Auch der Umstand, dass mögliche Folgen der vom Zeugen D1. R3xxxxx in den Vorder- grund gerückten Giftstoffexposition auf Dauer abklingen, rechtfertigt keine andere Einschätzung. Auch nach der Beurteilung des D1. R3xxxxx waren und sind die psychischen Folgen der Erkrankung nicht etwa überwunden, vielmehr ist weiterhin die Einnahme der verordneten Medikamente erforderlich. Die vom Zeugen D1. R3xxxxx erwartete Stabilisierung der Psyche knüpft nicht etwa an ein konkret prognostizierbares, mehr oder minder zeitnahes Abklingen der Krankheitssymptome an, vielmehr gründet sich die genannte Einschätzung, der Kläger sei bereits im Kündigungszeitpunkt wieder als arbeitsfähig anzusehen, auf die vorausgesetzte Lernfähigkeit des Klägers und eine entsprechend erwartete Verhaltensänderung zur Vermeidung von Stressbelastungen. Davon, dass allein noch ein irgendwie eingrenzbarer Zeitraum zu überbrücken sei, um die nach dem vorstehend begründeten Standpunkt der Kammer erforderliche dauerhafte Stabilisierung der psychischen Verfassung zu erreichen, kann auch auf der Grundlage der Ausführungen des Zeugen D1. R3xxxxx nicht ausgegangen werden.

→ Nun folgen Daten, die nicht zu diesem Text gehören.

Issue #646, opened 2016-01-20
Indoor Routing


karussell:
Indoor routing is already possible in principle. But we could improve here:
 * read the indoor OSM data
 * provide a changed location lookup API to being able to specify the elevation too
 * improved turn instructions

TommasoDb:
> Indoor routing is already possible in principle

There is documentation or examples for this?

karussell:
With this I meant that we internally operate on a Graph regardless if it outside or inside of a building. So any test like GraphHopperStorageTest acts as an example here. The issues above are necessary for real world indoor routing.

kuchmiyalex:
@karussell Can you clarify how should LocationIndexTree/EdgeFilter be used to find closest match along with same 'level' tag? I have already added 'level' encoding into CarEncoder to put this info into graph.

karussell:
Inside the EdgeFilter you would do something like `return carFlagEncoder.getLevel(edge.getFlags()) == intendedLevel`, where the intendedLevel would be a property of this new EdgeFilter (pass via constructor) and the EdgeFilter is created per request and passed into the LocationIndex.findClosest method.

17631553844:
Excuse me, so there is no way to navigate indoors, including between floors?

17631553844:
Indoor navigation has been implemented using your graphhopper. Thank you very much, but I have a problem. I can't navigate between floors. emmm... I ‘m a Chinese

karussell:
Please use our forum for questions and discussion: https://discuss.graphhopper.com/

Davomat:
Hello, I have copied a functional indoor version of graphhopper [here](https://github.com/Davomat/graphhopper_indoor). It should be possible to add the changes to the original so that outdoor and indoor routing is possible.

However, the indoor version is based on a graphhopper commit from 2018 and I probably won't be able to fuse it with the current version. It would be great if there is someone who could help with or take on the task.

Davomat:
From an overview of the commit history it is mainly about floor level data. I see these overall steps:

- Level Catching: The OSMReader must capture the level data (not sure whether for nodes or edges). The level information must also be handed to various instances like BaseGraph, EdgeIterator, EdgeFilter, GH itself ... and be utilized there.
- Server: aesthetic changes in the web resources (html) as well as adjustments in .js files and GHServer to receive and process the level as a third coordinate
[...]

PR #3402, opened 2026-09-07
Allowing via routing to snap to levels.

natedx:
This is a follow-up PR related to #3398, and a big step towards solving #215.

This PR basically adds a new LevelEdgeFilter which uses the previously added `level` encoded value to snap any routing point (start, end, waypoint) to a given level.

GHRequest, ViaRouting and other files were updated to enable this behavior, mimicking what is done for the `heading` routing parameter, which is very close to the usage I was working toward.

Docs were updated as well, with an example.

I will leave this PR in draft until the previous #3398 PR is merged in order to see fewer "Files changed".

This will also give me the opportunity to add corrections, as this code has just been deployed to one of our GH instances for an indoor routing project, and we might see some obvious bugs.

### DIFF
--- a/client-hc/src/main/java/com/graphhopper/api/GraphHopperWeb.java
+++ b/client-hc/src/main/java/com/graphhopper/api/GraphHopperWeb.java
@@ -357,7 +357,7 @@ public class GraphHopperWeb {
             for (Double heading : ghRequest.getHeadings())
                 url += "&heading=" + heading;
         
-        if (ghRequest.getLevels().stream().anyMatch(h -> !Double.isNan(h)))
+        if (ghRequest.getLevels().stream().anyMatch(h -> !Double.isNaN(h)))
             for (Double level : ghRequest.getLevels())
                 url += "&level=" + level;
 
--- a/client-hc/src/main/java/com/graphhopper/api/GraphHopperWeb.java
+++ b/client-hc/src/main/java/com/graphhopper/api/GraphHopperWeb.java
@@ -261,6 +261,8 @@ public class GraphHopperWeb {
             requestJson.putArray("point_hints").addAll(createStringList(ghRequest.getPointHints()));
         if (!ghRequest.getHeadings().isEmpty())
             requestJson.putArray("headings").addAll(createDoubleList(ghRequest.getHeadings()));
+        if (!ghRequest.getLevels().isEmpty())
+            requestJson.putArray("levels").addAll(createDoubleList(ghRequest.getLevels()));
         if (!ghRequest.getCurbsides().isEmpty())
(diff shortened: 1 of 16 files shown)


karussell:
Thanks! Looks interesting.

Please note that the main issue is #646.

Also I would do it backwards: first add the highways and make this configurable (on/off). And only later change the snapping (via the level).

Minor: the level encoded value should probably get a factor of 0.5 ... this would reduce the number of required bits.

natedx:
Hello @karussell,

> Also I would do it backwards: first add the highways and make this configurable (on/off). And only later change the snapping (via the level).

I might have misunderstood you, but did you see that in my previous #3398 PR, I add the encoded value to the graph, which can be turned ON/OFF by adding the encoded value to the config.yml. 

Compared to #3398, the code in this draft PR only contains logic for snapping, via the level EV, and only if the api routing request contains a mention of level.

This PR still needs a bit of work, such as throwing errors if both "heading" and "levels" are requested (similarly to point hints), throwing an error if level snapping is requested but level encoded values haven't been added.

> Minor: the level encoded value should probably get a factor of 0.5 ... this would reduce the number of required bits.

Great idea, I didn't know you could do that ! Will explore that in #3398.

karussell:
Yes, I saw the other PR but again: we won't merge things that are not usable. So the first step would be to include indoor ways in the routing graph and then improve it by adding the snapping + level encoded value. 

> which can be turned ON/OFF by adding the encoded value to the config.yml.

Yes, of course this is optional. What I mean is the indoor routing. As I understand it you did not add this part. But once you do (which IMO should be the first step) it should be possible to disable it until it is mature enough.

natedx:
Ok, I understand your point now !

My experience with graphhopper has always been that indoor highways are included in the graph, unless you specifically filter out `indoor=yes` from the input OSM data. [Here's an example in your public instance](https://graphhopper.com/maps/?point=48.876194%2C2.324794&point=48.876183%2C2.325651&profile=foot&layer=Omniscale).

> So the first step would be to include indoor ways in the routing graph

The indoor ways are already in the graph by default, although they are currently indistinguishable from other footways. We could and probably should add a boolean "indoor" encoded value to be able to prevent pedestrian routing from taking shortcuts through buildings.

I'd be glad to do that too !

karussell:
> has always been that indoor highways are included in the graph

Thanks for the clarification. Not sure why I assumed they are something special ... good to know that they are just footways and this of course changes the approach and the snapping + level enc value is probably the right way to go forward. 

> We could and probably should add a boolean "indoor" encoded value to be able to prevent pedestrian routing from taking shortcuts through buildings

Yes, but lets keep them included as such an exclusion was not yet requested :)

Mangels anderer leidensgerechter Beschäftigungsmöglichkeiten muss nach alledem die Interessenabwägung zu Lasten des Klägers ausgehen. Mit Ablauf der Kündigungsfrist ist dementsprechend des Arbeitsverhältnis der Partein wirksam beendet worden.

II

Wegen der Beendigung des Arbeitsverhältnisses sind auch der Weiterbeschäftigungsan- trag wie auch die vom Kläger verfolgten Zahlungsansprüche unbegründet. Insoweit wird auf die zutreffenden Gründe der arbeitsgerichtlichen Entscheidung Bezug genommen.

III

Entsprechendes gilt für die Verurteilung des Klägers nach Maßgabe der Widerklage.

IV

Die Kosten der erfolglosen Berufung hat der Kläger zu tragen. V Die Kammer hat gemäß § 72 ArbGG die Revision gegen das Urteil zugelassen.